The Decision Maker's Handbook to Data Science: Book Review
Businesses struggle to make the most out of their data scientists... this book offers limited help.
For the uninitiated, data scientists can seem like mystic oracles bringing esoteric wisdom from the slopes of Mount Parnassus. Unfortunately this opacity is leading to increasing skepticism of the field’s effectiveness, with less than 9% of businesses actually able to quantify the impact of their data science investment according to a 2018 survey by Domino Data Lab, and 85% of businesses’ big data projects failing according to 2018 Gartner research. Data science has enormous potential when done right, but the costs of failure are extremely high.
In his recent book The Decision Maker's Handbook to Data Science Stylianos Kampakis gives several examples of where business go wrong in hiring data scientists and running data science projects. Most of this advice seems to be to let the oracles do their work: don’t interfere with a data scientist’s process, make sure the tasks they’re being asked to do are sufficiently complex and interesting to keep their interest, and if you want to have a data-driven organisation, don’t argue with the results. In my view this underestimates the necessity for data scientists to gain excellent domain knowledge in order to understand possible interpretations of what the data is telling them. Far from acting as mystics revealing unattainable wisdom, data scientists need to work in very close partnership with their peers in order for businesses to make the most of their work. Kampakis gives an example early in the book from his own career where a model showed that athletes were more likely to be injured on Mondays. When investigated, it turned out that in fact athletes were just as likely to be injured on Fridays, but they were far less likely to report the injury on that day to avoid being kept in rehab facilities over the weekend. Another commonly cited example in this area is a study that apparently showed judges delivered harsher sentences before lunchtime. The conclusion? Hungry judges are meaner. However, not only did subsequent studies fail to replicate those results, it turned out that unrepresented prisoners were consistently scheduled in the courtroom right before breaks. Domain knowledge would have explained the implausible results right away--results that have by now intractably wormed their way into pop-psychology lore about human behaviour.
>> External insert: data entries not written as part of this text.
PR #2557, opened 2022-03-23
reset password; backend and frontend

pmattmann:


pmattmann:
https://pr2557.ecamp3.ch/

api/src/DataPersister/ResetPasswordDataPersister.php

The same thing happens in businesses all the time. Business managers who perceive their data science colleagues as aloof, only willing to work on fun data puzzles rather than buckling down to figure out the sticky if boring problems that are the heart of most businesses, and unwilling to consider their ideas are unlikely to communicate enough information to make the most of their data scientists’ skills. Equally, data scientists who are unwilling to see the value in their colleagues’ suggestions or to revisit results that seem unintuitive are likely to fall into the same trap that Kampakis fell into: missing some of the picture. Asking businesses to put blind faith in their data scientists without the tempering intuition and useful insight of domain experts is asking for trouble.
There are some sound bits of advice in the book, particularly around the collection and storage of data and how failures to capture the right data in the right way will undermine any data scientist’s efforts. Many of the examples for these are drawn from Dr Kampakis’s own career. Several are also cited from Wikipedia.
For busy executives who want a surface-level overview of the issues around data science and hiring and managing data scientists without doing their own Wikipedia legwork, this book pulls it all together in one place.